- **Exercise goal**: Two lines below mark the span: the one containing "It's finally all coming together 🥳" and the one containing "PR #587, opened 2024-05-06". Set down both, plus every line between, exactly as they stand, and nothing else.

- **Material for this task**:
PR #583, opened 2024-05-03
FoundationEssentials: properly handle env duplication

compnerd:
The terminator is a valid string and will give a valid pointer. However, the string itself is empty (`\0\0`) and indicates the termination of the process environment block. Handle this properly to avoid a buffer overrun.


compnerd:
@swift-ci please test

jmschonfeld (approved):

PR #584, opened 2024-05-03
Use the #Expression macro instead of initializing Expression directly

jmschonfeld:
Now that blocking issues have been resolved, we can update our unit tests to invoke the `#Expression` macro directly instead of initializing an `Expression` without the macro


jmschonfeld:
@swift-ci please test

iCharlesHu (approved):
It's finally all coming together 🥳

PR #586, opened 2024-05-04
Port URL and URLComponents to swift-foundation

jrflat:
This PR adds Swift-native implementations of `URL`, `URLComponents`, `URLQueryItem`, and the underlying RFC 3986 parsing to `FoundationEssentials`. These will also serve as the implementations of their Swift and ObjC counterparts on Darwin. Most of the `URL` APIs are addressed in this PR, but some file system APIs, such as those involving `URLResourceKey/Values`, are yet to be implemented.

The Swift implementation contains some bug fixes that make it behave slightly differently than previously on Darwin. Notably, `.path()` now matches its documentation and resolves against the base URL like the deprecated `.path` did. Because `.path` always returned a file system path without a trailing slash, and `.path` was widely used by other `NSURL` APIs (such as `.pathComponents`), I've added an internal `.fileSystemPath` var and used this in many cases for compatibility. `URL` now also properly parses rootless paths and passes all of the RFC 3986 resolution examples (including allowing empty string for a relative path).

IDNA-encoding of hostnames is supported if `FoundationInternationalization` is imported. Otherwise, we aim to maintain a smaller footprint in `FoundationEssentials` by not importing the Unicode library, which can be quite large.


jrflat:
@swift-ci please test

jmschonfeld (approved):

PR #587, opened 2024-05-06
FoundationEssentials: correct an off-by-one error on Windows

compnerd:
The returned value in the success case does not account for the terminating nul character, resulting in the value being 1 less than the allocation required. This was causing a spurious failure and thus unable to compute the location of the process.


jmschonfeld:
@swift-ci please test

jmschonfeld (approved):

- **Solution to this task**:
It's finally all coming together 🥳

PR #586, opened 2024-05-04
Port URL and URLComponents to swift-foundation

jrflat:
This PR adds Swift-native implementations of `URL`, `URLComponents`, `URLQueryItem`, and the underlying RFC 3986 parsing to `FoundationEssentials`. These will also serve as the implementations of their Swift and ObjC counterparts on Darwin. Most of the `URL` APIs are addressed in this PR, but some file system APIs, such as those involving `URLResourceKey/Values`, are yet to be implemented.

The Swift implementation contains some bug fixes that make it behave slightly differently than previously on Darwin. Notably, `.path()` now matches its documentation and resolves against the base URL like the deprecated `.path` did. Because `.path` always returned a file system path without a trailing slash, and `.path` was widely used by other `NSURL` APIs (such as `.pathComponents`), I've added an internal `.fileSystemPath` var and used this in many cases for compatibility. `URL` now also properly parses rootless paths and passes all of the RFC 3986 resolution examples (including allowing empty string for a relative path).

IDNA-encoding of hostnames is supported if `FoundationInternationalization` is imported. Otherwise, we aim to maintain a smaller footprint in `FoundationEssentials` by not importing the Unicode library, which can be quite large.


jrflat:
@swift-ci please test

jmschonfeld (approved):

PR #587, opened 2024-05-06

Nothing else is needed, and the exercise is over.